I got out of the car and went up to the white town house. It was narrow and sleek, the kind of place Lisa wouldn’t be happy living in. She liked her buildings dowdy, mossy, old.
I rang the bell and focused on my breathing. It either wasn’t, or it was.
“Da-ave!” I heard a man’s voice cry out. “Dave!”
I closed my eyes. My heart was speeding. After the turn of many door locks, the door swung partly open.
“Hi, there,” said a small man. “Yes?”
“I’m Richard Haddon,” I said. “The artist.” I nodded to the car behind me. “I’ve got your bear?”
“You made it!” he exclaimed, clapping his hands together. “Oooh, let’s do something about the way you’re parked. You’ll throw your hazards on?”
A tall man came up behind him and reached out his hand.

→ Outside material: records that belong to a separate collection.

PR #1652, opened 2026-08-24
Remove the redundant self keys of the linked objects

np5:
## What this does

`AuditEvent.build()` links the object of the event when `linked_objects_keys_for_event()` gives no link to it. Nine models wrote their own key with their own pk, which is the value that `build()` computes, so the line did the same work a second time.

| module | models |
|---|---|
| mdm | `DEPDevice` |
| monolith | `PkgInfoName`, `PkgInfo`, `SubManifestPkgInfo` |
| osquery | `ConfigurationPack`, `Enrollment` |
| turbo | `Enrollment`, `RecurringJob`, `OneTimeJob` |

Each model keeps the links to its parents. Only the link to itself goes away.

## One model keeps its self key

`mdm.DeviceCommand` also writes its own key, and it keeps it: it links itself by uuid and not by pk. That is the reason why `build()` lets a model keep control of its own key, and the comment in `zentral/core/events/base.py` gives it as the example.

## Why the events do not change

`linked_objects_keys_for_event()` has two callers only: `AuditEvent.build()`, which supplies the missing self key, and `DeviceCommand`, which calls `super()` on its own parent. No serializer and no view reads the hook, so there is no other path where the removed line did work.

The tests of the four modules compare the full `objects` dictionary of the event, so they show the result directly. `tests/turbo/test_api_recurring_jobs.py` compares the set of the keys and finds `turbo_recurring_job` in it, and `tests/munki/test_api_views.py` compares the whole dictionary. They pass with no change.

There is no changelog entry, because a user sees no difference.

## The new test

`tests/core_events/test_audit_event_objects.py` walks the models and finds a model that writes its own key with its own pk.

The test reads the source of the hook, because the hook needs an instance to run. It finds the two spellings that the code uses, `[(self.pk,)]` and `((self.pk,),)`, and not every possible one — it is a guard and not a proof. `mdm.DeviceCommand` needs no exception in it, because the rule is the pk spelling and that model writes `str(self.uuid)`.

A second test makes sure that the traversal finds the hooks. A guard that stops traversing passes for the wrong reason.

To show that the guard works, I put one self key back and ran it: it failed with `['osquery.Enrollment osquery_enrollment'] != []`.

## Tests

- full suite: 8030 tests, OK (8028 before, plus the two new ones)
- patch coverage: 8 added executable lines in `zentral/`, 0 uncovered

### DIFF
--- a/tests/core_events/test_audit_event_objects.py
+++ b/tests/core_events/test_audit_event_objects.py
@@ -1,4 +1,7 @@
-from django.test import TestCase
+import inspect
+import re
+from django.apps import apps
+from django.test import SimpleTestCase, TestCase
 from zentral.core.events.base import AuditEvent, linked_objects_key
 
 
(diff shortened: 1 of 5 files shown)


soysauceconspiracy (approved):
LGTM

PR #1656, opened 2026-08-26
monolith: keep the file name of a rebuilt enrollment package

np5:
`build_manifest_enrollment_package` deleted the current file of the package, then saved the new content under the canonical name. When an orphan file used that name, a storage that does not overwrite files saved the package under a name with a random suffix. A rolled back transaction leaves such an orphan: the storage keeps the file, and the database keeps the old row.

The build now also deletes the file at the target name before it saves the package. The package always keeps its expected name. The name contains the primary key of the package, so the file cannot belong to another object. The delete of a name that does not exist is a no-op, on the file system storage and on S3. The S3 storage already overwrites the file at that name.

This also made the `rebuild_manifest_enrollment_packages` command tests flaky. A test database repeats the same primary keys on each run, and the rolled back test transactions do not remove the uploaded files. When the media volume keeps the files of a previous run, the fixture files collide with them, and `test_rebuild_with_a_storage_without_a_local_path` fails: the command prints the new file name, and the test compares it with the old one. The runs on a fresh CI volume did not show it.

The new test makes the package file an orphan, rebuilds, and checks that the package takes its name back. It fails without the fix, on a clean volume and on a dirty volume.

“I’m Dave, by the way,” said the small one. “And this is Dan!”
Dan and Dave. Dave and Dan. Unless she was involved in a sexually unfulfilling triangle, I wasn’t going to see Lisa Bishop today. I used the ten minutes it took us to liberate the painting from the Peugeot to talk my body out of interpreting this information as a blow.
Once the damn thing was off the roof and safely inside, Dan and Dave invited me to take my shoes off and join them for tea.
Their house was antiseptic, and I mean this in both an olfactory and an aesthetic sense. Fragrance-wise, it smelled of lemongrass, and all of the furniture—all of it—was white.
That isn’t to say that their apartment wasn’t cluttered. All of the available surfaces were occupied by art. Now, “art” is subjective, and at the risk of belittling my own projects, I should probably say that I found their personal taste attractive. But I didn’t. It was a mess.
There are any number of collectors. There’s the new breed of interior-decorator types who don’t care what it is or who painted it, as long as it’s the right size and the color scheme goes with the carpet. Then there are the impressives, who care about the opposite: who painted it, and how much it cost. These are the financial fellows who think expensive art will get them laid. More likely, it’s the size of the domicile itself that’s getting them laid, it’s the location in Notting Hill, or Tribeca, or what have you, but if it comforts them to think that a Rothko got their dick licked, so be it.
Then there are the obsessives. These are the people who are into one kind of thing. Mexican folk art, African sculpture, steampunk clocks—usually it’s ethnic, or originates from a subculture of some kind.
My hosts, Dan and Dave, were none of the above. They were the worst types: the eclectics, the types who buy art because they like it, with no consideration as to how such or such an acquisition would harmonize with another piece. Whether a watercolor of four sheep grazing in a muddy field would look good besides a mixed-media sculpture of an electric guitar with a three-foot penis, for example.
I was standing in front of a velvet bowling ball encased inside of a giant bell jar when Dan brought out a tray of what looked—and I’m being kind here—like phlegmy seltzer, next to a large plate of dried algae.
“Shall we?” asked Dave, moving toward the center of the room, where a polar-bear skin ran underneath a glass table.
“Is that real?” I asked, toeing it with my sock.
“Goodness,” said Dan solemnly. “We’re vegans.”
“It’s made out of a synthetic fiber called aramid,” Dave explained. “It’s heat resistant. It will be the fiber of the future when the atmosphere is boiling and we don’t have any skin. So you see, with the polar bear . . .”
They invited me to sit.
Dave and Dan were both sitting lotus-style with no socks on. There are few things more disconcerting than being in close proximity to a stranger’s naked feet, except being asked by these same strangers to hold hands.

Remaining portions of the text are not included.